Seen in — FK-aware Database Imports snapshot-then-tail sequencing¶

— canonical wiki disclosure of VReplication's foreign-key-aware Database Imports fallback. The normal VReplication flow alternates snapshot reads with binlog tail-and-apply, so changes to rows that have been copied are replayed while changes to rows not-yet-copied can be safely skipped (they'll be captured by the next snapshot batch). This optimisation breaks when the source has FK tables with cascading actions: InnoDB applies cascades internally and never writes them to the binlog, so the binlog tail is structurally incomplete. VReplication can't trust it to be complete, and can't rely on the target's InnoDB to re-cascade (because only partial data has been copied at any given time — a DELETE on a parent row whose children haven't been copied yet can't cascade on the target). The fix: for Database Imports specifically, switch to one big snapshot-then-tail instead of alternating copy+tail — modelled after a MySQL point-in-time recovery. All replayed events then operate on rows that already exist on the target, so the target's InnoDB can cascade correctly on replay.
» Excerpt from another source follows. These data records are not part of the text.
PR #278, opened 2022-03-10
u-boot: fix the issue that board can't load the correct dtb

AsuraZeng:
the name like k3-am6528-iot2050-basic-pg2 not the iot2050-basic-pg2.
so it can't find the correnct dtb.

correct this issue

### DIFF
--- a/recipes-bsp/u-boot/files/0001-iot2050-binman-add-missing-msg-for-blobs.patch
+++ b/recipes-bsp/u-boot/files/0001-iot2050-binman-add-missing-msg-for-blobs.patch
@@ -1,7 +1,7 @@
-From 4415d5cba8301616ba5fbd304f14425b787e830e Mon Sep 17 00:00:00 2001
+From f306b24341841d9d5bf3d1be5155f46e2c6c9d95 Mon Sep 17 00:00:00 2001
 From: Ivan Mikhaylov <ivan.mikhaylov@siemens.com>
 Date: Thu, 9 Dec 2021 16:10:53 +0000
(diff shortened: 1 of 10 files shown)


jan-kiszka:
Let me check the causing commit, and then we will fix that one up. No need for stacking things.

AsuraZeng:
> Let me check the causing commit, and then we will fix that one up. No need for stacking things.

this original commit has already upstream,not int the currently patches list.

jan-kiszka:
Unlikely - we added support for PG2 and tested that before upstreaming it.

AsuraZeng:
this is a new bug introduced after the commit 5ac8edaca2fd29c87c2bd4922b464b31a6dbd674.
and this bug is caused by using the fdt-SEQ.

jan-kiszka:
NACK: I've just built the image for PG2 via master and tested it on PG2 Basic. It's all fine. I suspect you accidentally built for PG1.

jan-kiszka:
OK, reproduced now: We better cut off that new prefix which confuses the match. strstr could eventually stumble over "name" vs. "name-suffix". The fix should go into the causing commit (https://github.com/siemens/u-boot/commit/5cf7130b85e9e76ffee765aabb56a972fbe050ed). I'll update the queues.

Trade-off: Database Imports + Online DDL don't compose for FK tables on this path — the post notes "we won't be running, in PlanetScale, an Online DDL on a table that is being imported" because the import relies on target-side InnoDB to cascade, which means target-side binlog is missing cascade events, which breaks the VReplication feeding a concurrent Online DDL. A future roadmap item: route Imports through the same application-level-cascade orchestration VReplication uses for internal Online DDL flows, unifying the two paths.